Re: the new thread, not on that ml, although looks of it ought to be.  
Also, in the future if it *looks* like I had a hand in whatever 
borkage is afoot, don't hesitate to cc me- as you said, real life 
intervenes, so I'm not watching everything.  Rather have a few false 
positives email wise, then be missing something I may have broke.


> The reason for the original question was part of that. We might have to
> give back all the memory savings, since we need to know when use of the
> database is definitely finished. One solution that remains
> WSGI-compliant is to have the __call__ method return a single item
> iterable of all the content  which is basically a return to the old
> behaviour (slightly fewer string copies, but not many). That is how the
> mod_python handler works already ,in effect, so that's easier to fix.
> Alternatively, we have to introduce much tighter coupling between
> templates, backend and HTTP layer to manage the database connections
> correctly, which would be a nasty thing to have to do.
>
> 
> Making the change at the WSGI handler level is more efficient in terms
> of network traffic, since WSGI servers are not permitted to buffer
> iterated writes. Lots of short writes can be occurring with a compliant
> server at the moment. But if we do that, it's not clear it's enough of a
> win over the original code to warrant it.

Keep in mind I'm having a helluva time finding *exactly* whats 
required of a handler beyond __iter__/close, but a potential approach

from itertools import chain

class IterConsumedSignal(object):

  def __iter__(self):
    return self

  def next(self):
    dispatcher.send(signal=signals.request_finished)
    raise StopIteration()

class ResponseWrapper(object):

  def __init__(self, response):
    self._response = response
    if hasattr(self._response, 'close'):
      self.close = self._response.close

  def __iter__(self):
    assert self._response is not None
    try:
      if isinstance(self._response, basestring):
        return chain([self._response], IterConsumedSignal())
      return chain(self._response, IterConsumedSignal())
    finally:
      self._response = None


then for __call__...

def __call__(self, environ, start_response):
  from django.conf import settings

  # Set up middleware if needed. We couldn't do this earlier, because
  # settings weren't available.
  if self._request_middleware is None:
    self.load_middleware()

  dispatcher.send(signal=signals.request_started)
  try:
    request = WSGIRequest(environ)
    response = self.get_response(request)
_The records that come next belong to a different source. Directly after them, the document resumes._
PR #1194, opened 2026-05-01
Throw if attempting to get capabilities before login

NeilRashbrook:
Drafting because this depends on PR #1193.

The race condition happens because startup code (e.g. `loadFolder`) can try to access `IMAPAccount.hasCapability` before `IMAPAccount.startup` has refreshed it.

This also allows `this.connections.get(ConnectionPurpose.Main)?.authenticated` to work (see comment in `isLoggedIn`).

### DIFF
--- a/app/logic/Mail/IMAP/IMAPAccount.ts
+++ b/app/logic/Mail/IMAP/IMAPAccount.ts
@@ -66,7 +66,6 @@ export class IMAPAccount extends MailAccount {
   }
 
   async startup() {
-    this.namespaces = await this.getNamespaces();
     await super.startup();
     this.notifyObservers();
     (this.inbox as IMAPFolder).startPolling();
@@ -157,6 +156,8 @@ export class IMAPAccount extends MailAccount {
       this.connections.set(purpose, connection);
       this.connectionLock.set(connection, new Lock());
       if (purpose == ConnectionPurpose.Main) {
+        // Get namespaces and refresh connection early to avoid race condition.
+        this.namespaces = await this.getNamespaces();
         this.notifyObservers();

    # Apply response middleware
    for middleware_method in self._response_middleware:
      response = middleware_method(request, response)

  except:
    dispatcher.send(signal=signals.request_finished)
    raise

  try:
    status_text = STATUS_CODE_TEXT[response.status_code]
  except KeyError:
    status_text = 'UNKNOWN STATUS CODE'
  status = '%s %s' % (response.status_code, status_text)
  response_headers = response.headers.items()
  for c in response.cookies.values():
     response_headers.append(('Set-Cookie', c.output(header='')))
  start_response(status, response_headers)
  return ResponseWrapper(response)

Failing with this approach is that if anything else is accessed on the 
response, it's no longer accessible- the ResponseWrapper specifically 
lacks a __getattr__ proxying to avoid the potential of the underlying 
response being inadvertantly consumed.

Thoughts?  Upshot of this approach is that it's fairly loosely 
coupled, and is still able to preserve the iteration behaviour.  
Downside is that if there are other attrs/methods that should be 
exposed, have to add the proxying to ResponseWrapper.